Collected data —
┌──

PR #7328, opened 2024-03-25
Feature: add mailchimp form migration unit tests

JoshuaHungDinh:
Resolves # [GIVE-447]

## Description
This PR includes unit tests on the form migration process for the Mailchimp add-on. Three tests were added that check when migrating a form that uses the global settings, migrating a form that has per-form settings & migrating a form without meta.

The tests revealed some areas of improvement within the Mailchimp migration process & adjustments were made to accommodate them.
- The double optin setting is limited to global settings through`give_mailchimp_double_opt_in`. The method checking the form meta for this option in the decorator has been removed.
- In the decorator the meta key for `_give_mailchimp_send_donation` has been updated to `_give_mailchimp_send_donation_data`
- Previously an array was used as the default for subscriber tags. The subscriber tag setting is limited to form meta through `_give_mailchimp_tags`. A null value should explicitly be used as the default for this. While Migrating a form from the global settings the previous array value would add a blank tag in the subscriber tag list.

Additionally the Nullish coalescing operator (??) was used to determine which value should be used inside the getAttributes method of the migration. This was keeping some values from properly accessing the global option as a fallback. I've added the global options inside the decorator as the default for the getMeta method and have included `give_is_setting_enabled` to help determine the boolean values.

## Affects
Mailchimp Migration Process

## Visuals

https://github.com/impress-org/givewp/assets/75056371/7fda7d88-d99a-4b24-94f6-ea7555efddca

https://github.com/impress-org/givewp/assets/75056371/f0b8016a-c830-450e-b11c-13f96c8fcdeb

## Testing Instructions
- Set your global settings
- add a v2 form -> then migrate the form without editing the form settings.
- Verify the v3 form has the correct settings set from the global options.
- Create another v2 form -> update the per-form settings on the right -> then migrate the form
- Verify the v3 form has the correct settings set from the form options.
- Enable globally than disable per form settings the block should not be added.

## Pre-review Checklist

-   [x] Includes unit tests

[GIVE-447]: https://stellarwp.atlassian.net/browse/GIVE-447?atlOrigin=eyJpIjoiNWRkNTljNzYxNjVmNDY3MDlhMDU5Y2ZhYzA5YTRkZjUiLCJwIjoiZ2l0aHViLWNvbS1KU1cifQ

### DIFF
--- a/src/FormMigration/FormMetaDecorator.php
+++ b/src/FormMigration/FormMetaDecorator.php
@@ -529,8 +529,7 @@ class FormMetaDecorator extends FormModelDecorator
      */
     public function getMailchimpLabel()
     {
-        $value = $this->getMeta('_give_mailchimp_custom_label');
-        return $value === '' ? null : $value;
+        return $this->getMeta('_give_mailchimp_custom_label',  give_get_option('give_mailchimp_label', __('Subscribe to newsletter?')));
     }
 
     /**
@@ -538,7 +537,7 @@ class FormMetaDecorator extends FormModelDecorator
      */
     public function getMailchimpDefaultChecked(): bool
     {
-        return $this->getMeta('_give_mailchimp_checked_default');
+        return $this->getMeta('_give_mailchimp_checked_default', give_get_option('give_mailchimp_checked_default', true));
     }
 
     /**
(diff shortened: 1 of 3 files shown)


jonwaldstein (approved):
@JoshuaHungDinh great job man! I really appreciate how much effort you put into the PR description, those details are so helpful - thank you! 🙌

PR #7335, opened 2024-03-29
Feature: add custom alt tags to "HeaderImage"

JoshuaHungDinh:
Resolves # [GIVE-568]

## Description

This introduces a new setting that allows users to include custom alt tag information for the HeaderImage setting. This is done by passing attachment.alt to the onChange handler inside the media-library component. If no alt tag information is available the alt tag will use the form title as a fallback.

The media-library component will assign an empty string if the information is not filled out, so an "empty" check was added to the formSettings for the frontend and the Logical OR (||) was used for design preview to ensure the form title properly renders as a fallback.

## Affects
HeaderImage
FormSettings

## Testing Instructions
- Create a v3 form
- Add a an image for the Header, while selecting an image on the right of the media uploader you should see an input to add alt tag information. Assign custom alt tag text.
- Right click HeaderImage in design preview to open up the console and view the img tag, you should see the alt property is assigned your custom text. Also verify on the frontend page.
- Go back to the builder and remove the alt tag information. 
- View the element in the console for both design preview & on the frontend. Verify that the alt tag has been replaced by the form title.

## Pre-review Checklist

-   [ ] Includes unit tests

### DIFF
--- a/src/DonationForms/Properties/FormSettings.php
+++ b/src/DonationForms/Properties/FormSettings.php
@@ -189,6 +189,12 @@ class FormSettings implements Arrayable, Jsonable
     public $designSettingsImageUrl;
 
     /**
+     * @unreleased
+     * @var string
+     */
+    public $designSettingsImageAlt;
+
+    /**
      * @since 3.4.0
      * @var string
      */
@@ -314,6 +320,7 @@ class FormSettings implements Arrayable, Jsonable
         ) ? $array['pdfSettings'] : [];
 
         $self->designSettingsImageUrl = $array['designSettingsImageUrl'] ?? '';
+        $self->designSettingsImageAlt = ! empty($array['designSettingsImageAlt']) ? $array['designSettingsImageAlt'] : $self->formTitle;
         $self->designSettingsImageStyle = ! empty($array['designSettingsImageStyle']) ? new DesignSettingsImageStyle(
             $array['designSettingsImageStyle']
         ) : DesignSettingsImageStyle::BACKGROUND();
--- a/src/DonationForms/resources/app/form/Header.tsx
+++ b/src/DonationForms/resources/app/form/Header.tsx
@@ -32,7 +32,7 @@ export default function Header({form}: {form: DonationForm}) {
                     form.settings?.designSettingsImageUrl && (
                         <HeaderImageTemplate
                             url={form.settings?.designSettingsImageUrl}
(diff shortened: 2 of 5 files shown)


src/DonationForms/Properties/FormSettings.php
```diff
@@ -314,6 +320,7 @@ public static function fromArray(array $array): self
         ) ? $array['pdfSettings'] : [];
 
         $self->designSettingsImageUrl = $array['designSettingsImageUrl'] ?? '';
+        $self->designSettingsImageAlt = ! empty($array['designSettingsImageAlt']) ? $array['designSettingsImageAlt'] : $self->formTitle;
```
kjohnson, line 323: This could be simplified to a [shorthand ternary](https://stitcher.io/blog/shorthand-comparisons-in-php#shorthand-ternary-operator) (`?:`). That is, if the array key exists but is an empty string or null (otherwise you'll get undefined index notice).

kjohnson: Note that the shorthand ternary behaves differently that the [null coalescing operator](https://stitcher.io/blog/shorthand-comparisons-in-php#null-coalescing-operator) (`??`).

kjohnson (commented):
@JoshuaHungDinh could you add a test for the `FormSettings` for the fallback value?

src/DonationForms/Properties/FormSettings.php
JoshuaHungDinh: Good to know next time. I seem to have had mixed the FormSettings and the HeaderTemplate conditionals. The Nullish coalescing operator in fact does work for the FormSettings. At the time of testing I did not have the proper conditional in the template & had confused the two.  c73d19901923eebe6d55405710308baf5b399846

Unless Im mistaken I couldn't find FormSetting Unit Tests but I would be happy to make them for the values & defaults. How would you feel if I started a new PR for this as I'd include tests for all the settings?

kjohnson: While I often suggest moving additional work in a separate PR, in the case of a test I think it would be important to add it as a part of the PR. I see that the class does not have a test yet,so if you'd like to jump on a pairing session I'd be happy to work together on adding the test.

kjohnson (approved):

rickalday (approved):
Passed manual QA tests.

PR #7340, opened 2024-04-03
Feature: add phone number block/field to the visual form builder and donation forms

glaubersilva:
Resolves [GIVE-532]

## Description

This PR adds a new Phone block to the visual form builder to allow admins to set up a form to collect the donor's phone numbers.  When the donation is finished, the phone number is displayed on the confirmation page under the "Donor Details" section, it also is displayed in the edit donation screen in the wp-admin area.

Also, this PR prevents a donor with a phone number saved previously from getting this value overwritten in cases where a new donation is made with a new number - instead of overwriting the previous value, we save the new phone number only in the donation meta. ~~instead of overwriting the previous value, we save the new phone number in the "additional phones" property.~~

## Affects

- The Donor model
- The Donation Form model
- The Visual Form Builder

## Visuals

image

image

image

image

## Testing Instructions

1. Create a v3 form;
2. Add the new Phone block;
3. Make a test donation;
4. On the confirmation page, check if the phone is visible in the donor details;
5. On the donation edit page, check if the phone is displayed in the donor details section.

## Pre-review Checklist

-   [ ] Includes unit tests

[GIVE-532]: https://stellarwp.atlassian.net/browse/GIVE-532?atlOrigin=eyJpIjoiNWRkNTljNzYxNjVmNDY3MDlhMDU5Y2ZhYzA5YTRkZjUiLCJwIjoiZ2l0aHViLWNvbS1KU1cifQ


JasonTheAdams:
Yo, this looks amazing, @glaubersilva! 🤩

includes/misc-functions.php
```diff
@@ -2624,117 +2624,3 @@ function give_get_page_by_title(string $page_title, string $output = OBJECT, str
 
     return get_post($pages[0], $output);
 }
-
- /**
- * @see https://github.com/jackocnr/intl-tel-input
- *
- * @unreleased
- */
-function give_get_intl_tel_input(string $value, string $id, string $class = '', string $name = ''):string {
```
jonwaldstein, line 2633: was this something that already existed or did you introduce it recently?  If it was here previously I would rather mark it as deprecated in case a third party is using.

src/DonationForms/Rules/PhoneIntlInputRule.php
```diff
@@ -0,0 +1,42 @@
...
+    {
+        return new self();
+    }
+
+    /**
+     * @unreleased
+     */
+    public function __invoke($value, Closure $fail, string $key, array $values)
+    {
+        $errorMap = IntlTelInput::getErrorMap();
```
jonwaldstein, line 35: What kind of error would happen here? Let's add a description to the doc block here

src/DonationForms/resources/registrars/templates/fields/Phone.tsx
```diff
@@ -1,15 +1,86 @@
...
+
+        const css = document.createElement('link');
+        css.href = intlTelInputSettings.cssUrl;
+        css.rel = 'stylesheet';
+        document.body.appendChild(css);
+
+        const script = document.createElement('script');
+        script.src = intlTelInputSettings.scriptUrl;
+        script.async = true;
+        script.onload = () => {
```
jonwaldstein, line 40: I'm a little confused on what's going on here within the context of a react component.  Maybe i'm missing something, but It feels like reaching into the dom for an input we already have access to directly is unnecessary.  I would expect the intl input to supply it's own css and external scripts without reaching into the dom.

src/Donors/Models/Donor.php
```diff
@@ -55,6 +56,7 @@ class Donor extends Model implements ModelCrud, ModelHasFactory
         'phone' => 'string',
         'prefix' => 'string',
         'additionalEmails' => ['array', []],
+        'additionalPhones' => ['array', []],
```
jonwaldstein, line 59: Ah, I see your attempting to add the `additionalPhones` just like `additionalEmails` works.  Honestly, I would like to prevent this for now.  The `additionalEmails` key is already problematic and should have been accomplished differently than how it works now.  What we have is really a workaround to compensate for the legacy storage of additional emails.

For this scope, we should only be supporting one phone number for a donor.  So let's remove the additional phone numbers for now and can circle back to a better approach if/when the request for that comes up.

src/FormBuilder/resources/js/form-builder/src/blocks/fields/phone/Edit.tsx
```diff
@@ -0,0 +1,66 @@
...
+                </BaseControl>
+            </div>
+
+            <InspectorControls>
+                <PanelBody title={__('Field Settings', 'give')} initialOpen={true}>
+                    <PanelRow>
+                        <Label label={label} setAttributes={setAttributes} />
+                    </PanelRow>
+                    <PanelRow>
+                        <Required isRequired={required} setAttributes={setAttributes} />
```
jonwaldstein, line 60: This required toggle was not working for me:

Screenshot 2024-04-11 at 1 04 00 PM

src/DonationForms/resources/registrars/templates/fields/Phone.tsx
```diff
@@ -1,15 +1,86 @@
...
-
 import {PhoneProps} from '@givewp/forms/propTypes';
+import {useEffect} from 'react';
+import InputMask from 'react-input-mask';
 
-export default function Phone({Label, ErrorMessage, placeholder, description, phoneFormat, inputProps}: PhoneProps) {
+/**
+ * @unreleased
+ */
+export default function Phone({
```
jonwaldstein, line 8: Let's make sure these updates do not cause a conflict with form field manager as I believe this is a shared template.

jonwaldstein (changes requested):

includes/misc-functions.php
glaubersilva: This was introduced in [this PR](https://github.com/impress-org/givewp/pull/7331) which was released in the Give 3.7 to be used in the donor profile page, so it's pretty recent. So, do you think still is necessary to deprecate it instead of just removing it?

src/DonationForms/Rules/PhoneIntlInputRule.php
glaubersilva: Resolve in 1581db8b4be06cc61fc3284aedf3417539c98290

src/DonationForms/resources/registrars/templates/fields/Phone.tsx
glaubersilva: I also was expecting to use their react component, but last week it wasn't being imported from `'intl-tel-input/react'` as demonstrated in their [demo page](https://intl-tel-input.com/examples/react-component.html). 

I tried it again today, as they released a few new versions fixing bugs since last week, now the import is working but the component still is pretty buggy and the autoPlaceholder feature isn't working.

So, this was a solution I found to make it work for now, but we can try to update it again in the near future as this library has a very active release frequency as you can see here: https://github.com/jackocnr/intl-tel-input/releases

src/Donors/Models/Donor.php
glaubersilva: Resolved in f214cb7890523c071038f559a9a5eb48901424ba

src/DonationForms/resources/registrars/templates/fields/Phone.tsx
glaubersilva: Yep! I did a few tests and the template keeps working as before in phone inputs created with FFM as you can see in the attached screenshot. In fact, I think would be a good upgrade to change the FFM phone input to also use the `intl-tel-input` library.

image

glaubersilva:

includes/misc-functions.php
jonwaldstein: ah okay, in that case I think its safe to delete

src/DonationForms/resources/registrars/templates/fields/Phone.tsx
jonwaldstein: sounds good, thanks for checking!

src/DonationForms/resources/registrars/templates/fields/Phone.tsx
jonwaldstein: oh yeah, that looks much easier to maintain! ideally we would use that but I trust you if you say it's buggy - I would suggest creating an issue on their repo with what you are finding is not working as expected.

For my feedback I was really wondering why we couldn't just just refs instead of ID's and render script and style tags instead of using createElement like:

```
<input type={'hidden'} placeholder={placeholder} {...inputProps} /><input id={intlTelInputId} type={'text'} aria-invalid={fieldError ? 'true' : 'false'} />
<script src={intlTelInputSettings.scriptUrl} />
```

Also, it looks like we're using a CDN for this library, any reason to use that over bundling the library? if we bundle the library then we would not even need to include script/style tags as we can access from node_modules

src/DonationForms/resources/registrars/templates/fields/Phone.tsx
```diff
@@ -1,15 +1,89 @@
...
+    phoneFormat,
+    inputProps,
+    fieldError,
+    intlTelInputSettings,
+}: PhoneProps) {
     const FieldDescription = window.givewp.form.templates.layouts.fieldDescription;
+    const {useFormContext} = window.givewp.form.hooks;
+    const {setValue, setError, trigger} = useFormContext();
+
+    const intlTelInputId = inputProps.name + '_intl_tel_input';
```
jonwaldstein, line 22: Regarding my previous comment about Refs instead of IDs you should be able to do:

`const inputRef = useRef(null)`

then likely within useEffect:
`const const intlTelInputId = inputRef.current`

actually while I was typing this I found this codepen that shows an example of this approach with this library from the maintainer: https://codepen.io/jackocnr/pen/RwePbZg

src/DonationForms/resources/registrars/templates/fields/Phone.tsx
glaubersilva: Thanks for the clarification and explanations about the `useRef`

About this:

> Also, it looks like we're using a CDN for this library, any reason to use that over bundling the library? if we bundle the library then we would not even need to include script/style tags as we can access from node_modules

Initially, I was using it because the `utilsScript` is pretty big, and serving it through the CDN is faster. However, it's not necessary for the other scripts, so I changed it to import from `node_modules`.

So, it was resolved in 8226c6dc942a22ff20fd024c8e359827901e5b76 and 4a7c5b3945a68d416dcac2f52da5037c4ff9fc8c 

However, the `utilsScript` kept being loaded through the CDN. Even because it is not possible to import it from `node_modules` as explained here: https://github.com/jackocnr/intl-tel-input/issues/980#issuecomment-541060928

_Do you think we should implement one of the solutions discussed in the link above to load it without using the CDN?_

Another important thing to notice is that to make the `utilsScript` properly load in the Form Builder and the Form Builder Preview, was necessary to use a timeout. Without this timeout, problems related to the autoPlaceholder feature were happening.

In the form preview, also was necessary to do this: https://github.com/impress-org/givewp/pull/7340/files#diff-cbb7d030d97960550cc8faf9e98582fbd7772afe2fc33d82c79b7b178102e528R43-R50

About this: 

>  I would suggest creating an issue on their repo with what you are finding is not working as expected.

When I made the changes that I mentioned previously I realized that the problems I was facing using the React component were the same related to timeout and form preview that I mentioned above. For some reason, they did not happen before when loading all scripts through the CDN, but it started after I changed it.

So, I was able to make it work as expected in the Donations Form:

```
import IntlTelInput from 'intl-tel-input/react';
import 'intl-tel-input/build/css/intlTelInput.css';
<IntlTelInput
      initOptions={{
          utilsScript: intlTelInputSettings.utilsScriptUrl,
          initialCountry: intlTelInputSettings.initialCountry,
          showSelectedDialCode: intlTelInputSettings.showSelectedDialCode,
          strictMode: intlTelInputSettings.strictMode,
          i18n: intlTelInputSettings.i18n,
      }}
/>
```


But in Form Builder and Form Builder preview, I wasn't able to delay the `utilsScript` loading, so I kept using the `useRef` approach instead of using the React component.

src/DonationForms/resources/registrars/templates/fields/Phone.tsx
glaubersilva: Resolved in 8226c6dc942a22ff20fd024c8e359827901e5b76 and 4a7c5b3945a68d416dcac2f52da5037c4ff9fc8c

glaubersilva:

src/DonationForms/resources/registrars/templates/fields/Phone.tsx
jonwaldstein: @glaubersilva okay sounds like you experimented a lot with this.  My ideal solution would be to use their react component (for less maintenance) and not have to do anything weird to account for the form builder.  I'd really like to understand _why_ the timeout is needed and figure out if there is something we can tweak without compensating.  I would also be in favor of letting the autocomplete functionality be limited at this time as a trade-off. 

Let me know what you think, we could also do some some pair programming as well 😄

glaubersilva: @jonwaldstein Gotcha, no problem! I changed it to use the React component.

Resolved in ed12a8edef73e664e3e2842abf7a7cda3502e754 and ba59a6e82fe87617b21009cbecd98e8632786195 and 134d68c775f17c3df4fcdaa6700072d87821233f

About this:

> I'd really like to understand why the timeout is needed...

Even using the React component still was necessary to use a timeout inside a `useEffect` to fix these undesired behaviors in the Form Builder:

1. The autoPlaceholder feature doesn't work.
2. The autoPlaceholder feature doesn't use the proper padding left in the first render.

I left a few comments in the mentioned commits above with these details, but you also can check them in the attached screenshots:

image
image

About this:

> ...and figure out if there is something we can tweak without compensating.

Seems the problem happens due to a delay in the load of the `utilsScript` that only happens in the Form Builder, but I didn't investigate it.  

In fact, I don't think it's a problem from the form builder that we can tweak, but a problem related to how the library loads the `utilsScript` in certain scenarios. 

In the form builder, we are adding the component to a page already loaded, and the `utilsScript` seems to have difficulty getting loaded in this case. But in the Donations Form, it works as expected.

src/FormBuilder/resources/js/form-builder/src/blocks/fields/phone/index.tsx
```diff
@@ -0,0 +1,13 @@
+import settings from './settings';
+
+import {FieldBlock} from '@givewp/form-builder/types';
+
+/**
+ * @unreleased
+ */
+const phone: FieldBlock = {
+    name: 'givewp/phone',
```
jonwaldstein, line 9: Let's actually change this to be specific to donor phone as it's not a generic phone block like ffm

```suggestion
    name: 'givewp/donor-phone',
```

src/DonationForms/resources/registrars/templates/fields/Phone.tsx
```diff
@@ -1,15 +1,102 @@
...
+    inputProps,
+    fieldError,
+    intlTelInputSettings,
+}: PhoneProps) {
     const FieldDescription = window.givewp.form.templates.layouts.fieldDescription;
+    const {useFormContext} = window.givewp.form.hooks;
+    const {setValue, setError, trigger} = useFormContext();
+
+    const isIntlTelInput = intlTelInputSettings.initialCountry && intlTelInputSettings.utilsScriptUrl;
+    const isFormBuilderPreview = window.location.href.indexOf('about:srcdoc') > -1;
```
jonwaldstein, line 25: Just to give you a high level concept, our fields _should_ not have to think about being in the context of the form builder preview.  The builder preview should be treated like the live form.  I realize this is sometimes easier said than done as you had to make a workaround for a preview issue specifically.  

My question for you is can we apply this workaround without having to check if we're in the form builder preview?  Meaning the workaround effectively applied to the input regardless of preview or live mode.

src/FormBuilder/resources/js/form-builder/src/blocks/fields/phone/settings.tsx
```diff
@@ -0,0 +1,46 @@
...
+import Edit from './Edit';
+import {Icon} from '@wordpress/icons';
+import {Path, SVG} from '@wordpress/components';
+
+/**
+ * @unreleased
+ */
+const settings: FieldBlock['settings'] = {
+    ...defaultSettings,
+    title: __('Phone', 'give'),
```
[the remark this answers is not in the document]
glaubersilva: Nice catch! I agree it would be better. However, the same thing is happening with the email block. So, thinking about keeping the consistency, I believe that we need to update the email block name as well. What are your thoughts on it?

image

src/DonationForms/resources/registrars/templates/fields/Phone.tsx
jonwaldstein: Okay cool

- Re: `utilsScript` let's go with that
- Re: fullscreen - can we do the opposite and set fullscreen to false for both?

src/FormBuilder/resources/js/form-builder/src/blocks/fields/phone/settings.tsx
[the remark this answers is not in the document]
jonwaldstein: Ah yeah, we can circle back to that one day haha!

src/DonationForms/resources/registrars/templates/fields/Phone.tsx
glaubersilva: Well, thinking better, the best solution probably would be to keep the `useFullscreenPopup` property set to `false` in all scenarios and use the dropdown in the mobile as well - check the attached screenshot for reference. This way would be possible to fully remove all references to the form builder.

image

src/FormBuilder/resources/js/form-builder/src/blocks/fields/phone/settings.tsx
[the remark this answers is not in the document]
glaubersilva: Resolved in 8401b98cda3228c20ed8c98152745717c78c2c57

src/DonationForms/resources/registrars/templates/fields/Phone.tsx
glaubersilva: Resolve in 0c0287ee2fc10840f34276a416fc88ca0fe19592

src/FormBuilder/resources/js/form-builder/src/blocks/fields/phone/index.tsx
glaubersilva: Resolved in 8401b98cda3228c20ed8c98152745717c78c2c57

glaubersilva:
@jonwaldstein I did implement the last changes suggested and this is ready for re-review.

src/DonationForms/Actions/ConvertDonationFormBlocksToFieldsApi.php
```diff
@@ -126,6 +129,7 @@ protected function convertInnerBlockToNode(BlockModel $block, int $blockIndex)
     }
 
     /**
+     * @unreleased Add "givewp/phone" block
```
jonwaldstein, line 132:
```suggestion
     * @unreleased Add "givewp/donor-phone" block
```

jonwaldstein (approved):
Great job man!  Ready for QA 🌈

src/DonationForms/Actions/ConvertDonationFormBlocksToFieldsApi.php
glaubersilva: Resolved in 3abf3e032628efca199098bae5ad0dbf8c7ce8f7

rickalday (approved):
Passed manual QA tests.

└──

Read the entries above, then pull out the lines that include "shortened".

(diff shortened: 1 of 3 files shown)
(diff shortened: 2 of 5 files shown)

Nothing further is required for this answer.